▶ _WHAT YOU SHOULD DO_
From the entries that follow, copy each line in which "sync" appears.

*** PROVIDED DATA Section Begins ***

PR #787, opened 2023-06-03
Make `core.State` calculate commitment lazily

joshklop:
Takes advantage of @omerfirmak's [foundational PR](https://github.com/NethermindEth/juno/commit/11e0d64375ce479cc0d3af409c49c44375656656) that made the trie commitment calculation lazy. 

This shouldn't improve or degrade performance, since the `blockchain` is still calculating the commitment after every block. For now, this PR is primarily a refactor that enables us to defer commitment calculation for multiple blocks if we decide to do so.

The first few commits refactor some code to make the last commit (the one that actually makes `state.Root()` lazy) easier to understand. 

The commit messages have more details.

### DIFF
--- a/core/contract.go
+++ b/core/contract.go
@@ -160,7 +160,7 @@ func (c *Contract) UpdateStorage(diff []StorageDiff, cb OnValueChanged) error {
 	}
 
 	// update contract storage root in the database
-	rootKeyDBKey := db.ContractRootKey.Key(c.Address.Marshal())
+	rootKeyDBKey := db.ContractStorage.Key(c.Address.Marshal())
 	if rootKey := cStorage.RootKey(); rootKey != nil {
 		rootKeyBytes, err := rootKey.MarshalBinary()
 		if err != nil {
@@ -215,7 +215,7 @@ func storage(addr *felt.Felt, txn db.Transaction) (*trie.Trie, error) {
 	addrBytes := addr.Marshal()
 	var contractRootKey *bitset.BitSet
 
-	if err := txn.Get(db.ContractRootKey.Key(addrBytes), func(val []byte) error {
+	if err := txn.Get(db.ContractStorage.Key(addrBytes), func(val []byte) error {
 		contractRootKey = new(bitset.BitSet)
 		return contractRootKey.UnmarshalBinary(val)
 	}); err != nil && !errors.Is(err, db.ErrKeyNotFound) {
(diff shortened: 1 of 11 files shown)


core/trie/trie_test.go
```diff
@@ -298,6 +299,41 @@ func TestMaxTrieHeight(t *testing.T) {
...
+			// Recalculating after no changes should give same result.
+			got, err = tempTrie.Root()
+			require.NoError(t, err)
+			assert.Equal(t, want, got)
+		})
+
+		return nil
+	}))
+}
+
```
omerfirmak: can you explain what is the goal of this test?

core/contract.go
```diff
@@ -160,7 +160,7 @@ func (c *Contract) UpdateStorage(diff []StorageDiff, cb OnValueChanged) error {
 	}
 
 	// update contract storage root in the database
-	rootKeyDBKey := db.ContractRootKey.Key(c.Address.Marshal())
+	rootKeyDBKey := db.ContractStorage.Key(c.Address.Marshal())
```
omerfirmak: This is prone to corrupting the DB.

Contract storage tries use `db.ContractStorage.Key(c.Address.Marshal())` as it's prefix

https://github.com/NethermindEth/juno/blob/5670d77fe656667141be980916f908db17c832a8/core/contract.go#L226

and the rest of the key is essentially arbitrary;

https://github.com/NethermindEth/juno/blob/5670d77fe656667141be980916f908db17c832a8/core/trie/transaction_storage.go#L42-L52

if `key.WriteTo` generates the same byte array as `c.Address.Marshal()`, which is not likely but possible, could cause us to misinterpret the root key as a storage value.

omerfirmak (changes requested):

core/contract.go
joshklop: I got a little mixed up while thinking about this, so correct me if I'm wrong:

The result of `key.WriteTo` is appended to `t.prefix`, which includes `c.Address.Marshal()`. Thus, the `db.ContractStorage+c.Address` key is unused (since `key.WriteTo` cannot be empty) and we are free to use it for the root key.

core/trie/trie_test.go
joshklop: That `trie.Root` matches the spec for an empty trie and after one insertion. Maybe this is just re-testing the node hashing code though...

joshklop:
Now that a database migration is needed, the PR will get quite large. I have submitted #816 and will submit separate PRs for the remaining changes.

PR #788, opened 2023-06-04
Fix RPC not serializing CompiledClassHash for DeclareV2 txns

omerfirmak:


rpc/handlers.go
```diff
@@ -206,18 +206,15 @@ func adaptInvokeTransaction(t *core.InvokeTransaction) *Transaction {
...
-		MaxFee:        t.MaxFee,
-		Version:       t.Version,
-		Signature:     &sig,
-		Nonce:         t.Nonce,
-		ClassHash:     t.ClassHash,
-		SenderAddress: t.SenderAddress,
-	}
-
-	if t.Version.Equal(new(felt.Felt).SetUint64(2)) {
-		txn.CompiledClassHash = nil // todo: add when we have support for Declare V2
```
IronGauntlets, line 220: Can you please give some more context as to why removing this if statement solves the issue?

IronGauntlets (approved):

kirugan (approved):

rpc/handlers.go
omerfirmak: If statement wasn't really needed in the first place. If the transaction version is 2, `t.CompiledClassHash` will be non-nil, else it will be nil. So we can just assign it to `txn.CompiledClassHash` regardless

PR #789, opened 2023-06-04
Use less explicit conversions in feeder adaption layer where applicable 

omerfirmak:
Apparently when both types have exact same fields, there is no need to explicitly enumerate each field when doing conversions

### DIFF
--- a/blockchain/event_filter.go
+++ b/blockchain/event_filter.go
@@ -81,7 +81,7 @@ func (c *ContinuationToken) FromString(str string) error {
 }
 
 type FilteredEvent struct {
-	*core.Event
+	core.Event
 	BlockNumber     uint64
 	BlockHash       *felt.Felt
 	TransactionHash *felt.Felt
--- a/clients/feeder/transaction.go
+++ b/clients/feeder/transaction.go
@@ -67,7 +67,7 @@ type BuiltinInstanceCounter struct {
 
 type TransactionReceipt struct {
 	ActualFee          *felt.Felt          `json:"actual_fee"`
-	Events             []*Event            `json:"events"`
+	Events             []Event             `json:"events"`
 	ExecutionResources *ExecutionResources `json:"execution_resources"`
 	L1ToL2Message      *L1ToL2Message      `json:"l1_to_l2_consumed_message"`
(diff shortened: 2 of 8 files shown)


IronGauntlets:
> Apparently when both types have exact same fields, there is no need to explicitly enumerate each field when doing conversions

If the types are identical then I would say remove the feeder types and just use core types everywhere instead of casting them. However, if it turns out to be confusing them having separate types are ok.

blockchain/event_filter.go
```diff
@@ -81,7 +81,7 @@ func (c *ContinuationToken) FromString(str string) error {
 }
 
 type FilteredEvent struct {
-	*core.Event
+	core.Event
```
IronGauntlets, line 84: What is the reason for removing this reference?

clients/feeder/transaction.go
```diff
@@ -67,7 +67,7 @@ type BuiltinInstanceCounter struct {
 
 type TransactionReceipt struct {
 	ActualFee          *felt.Felt          `json:"actual_fee"`
-	Events             []*Event            `json:"events"`
+	Events             []Event             `json:"events"`
```
IronGauntlets, line 70: Same as above

core/transaction.go
```diff
@@ -42,17 +42,17 @@ type ExecutionResources struct {
...
+	Bitwise    uint64
+	Output     uint64
+	Ecsda      uint64
+	EcOp       uint64
 }
 
 type TransactionReceipt struct {
 	Fee                *felt.Felt
-	Events             []*Event
+	Events             []Event
```
IronGauntlets, line 55: Same as above

rpc/events.go
```diff
@@ -20,12 +20,12 @@ type ResultPageRequest struct {
 }
 
 type EventsChunk struct {
-	Events            []*EmittedEvent `json:"events"`
-	ContinuationToken string          `json:"continuation_token,omitempty"`
+	Events            []EmittedEvent `json:"events"`
```
IronGauntlets, line 23: Same as above

omerfirmak:
Closing this in favor of using https://github.com/jinzhu/copier in a separate PR

PR #791, opened 2023-06-06
Add starknet_AddInvokeTransaction

IronGauntlets:
Please don't look at the intermediate commits. Before merging they will be squashed.


rpc/handlers.go
```diff
@@ -731,3 +742,48 @@ func setEventFilterRange(filter *blockchain.EventFilter, fromID, toID *BlockID,
...
+			Message: err.Error(),
+		}
+	}
+
+	return invokeRes, nil
+}
+
+// getAddInvokeTxCode returns the relevant Code for a given addInvokeTx error
+func getAddInvokeTxCode(err error) int {
+	switch {
```
rianhughes, line 775: @IronGauntlets, I thought you decided it would be best to remove this function, and just return jsonrpc.InvalidParms  (in line 756)?

IronGauntlets: I changed my mind because `h.gatewayClient.AddInvokeTransaction()` can return an error which wraps an HTTP error (see gateway.go:110) which would be incorrect to return as invalid params.

rianhughes (approved):

PR #824, opened 2023-06-15
Fix timeout in deploy node workflow

wojciechos:


.github/workflows/upgrade-nodes-on-test-envs.yml
```diff
@@ -68,6 +68,6 @@ jobs:
                     --colour=false \
                     --eth-node ${{ secrets.ETH_NODE }} \
                     $(if [ "$network" = "mainnet" ]; then echo "--pprof"; fi)
-                port=$((port+1))
-                setsid sh -c "docker logs -f juno_$network >> /var/log/juno_logs_$network.log 2>&1" &
-            done
\ No newline at end of file
+            port=$((port+1))
+            nohup sh -c 'docker logs -f juno_$network > /var/log/juno_logs_$network.log 2>&1' &>/dev/null &
```
kirugan, line 72: why ignore stderr ?

wojciechos: stderr is not ignored - the `2>&1` means that the stderr is also redirected

wojciechos: I mean `&>/dev/null` discards both stdout and stderr of the nohup command itself (not the command it runs)

kirugan: Ahh ok got it

kirugan (approved):

omerfirmak (approved):

PR #825, opened 2023-06-15
Implement juno_version json-rpc method

kirugan:


wojciechos:
Seems like current version fails while trying to sync due to: `Error: Invalid Semantic Version`.

kirugan:
@wojciechos seems like there is no version passed to linker, looking into it 👀

Dockerfile
```diff
@@ -3,7 +3,7 @@ FROM golang:1.20.3-alpine AS build
 
 # Install Alpine Dependencies
 RUN apk update && \
-    apk add build-base clang upx
+    apk add build-base clang upx git
```
kirugan, line 6: @wojciechos command from Makefile `go build -ldflags="-X main.Version=$(shell git describe --tags)" -o build/juno ./cmd/juno/` was failing because there were no git binary in build image

kirugan: Not failing entirely I meant flag `-ldflags="..."` wasn't doing anything helpful

rpc/handlers.go
```diff
@@ -46,9 +46,15 @@ type Handler struct {
...
+	version       string
 }
 
-func New(bcReader blockchain.Reader, synchronizer *sync.Synchronizer, n utils.Network, gatewayClient Gateway,
+func New(
+	bcReader blockchain.Reader,
+	synchronizer *sync.Synchronizer,
+	n utils.Network,
+	gatewayClient Gateway,
+	version string,
```
IronGauntlets, line 57: Lets keep this on a single line and wrap when required:

```go
// Please prefer the following over the above
func New(bcReader blockchain.Reader, synchronizer *sync.Synchronizer,n utils.Network,
	gatewayClient Gateway,	version string, logger utils.Logger) *Handler {...}
```

IronGauntlets (approved):
Please make the minor style change in `handler.go`. 

Approving since I don't need to review the change again.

*** PROVIDED DATA Section Ends ***

▶ _RESPONSE TO THIS TASK_
Seems like current version fails while trying to sync due to: `Error: Invalid Semantic Version`.
-func New(bcReader blockchain.Reader, synchronizer *sync.Synchronizer, n utils.Network, gatewayClient Gateway,
+	synchronizer *sync.Synchronizer,
func New(bcReader blockchain.Reader, synchronizer *sync.Synchronizer,n utils.Network,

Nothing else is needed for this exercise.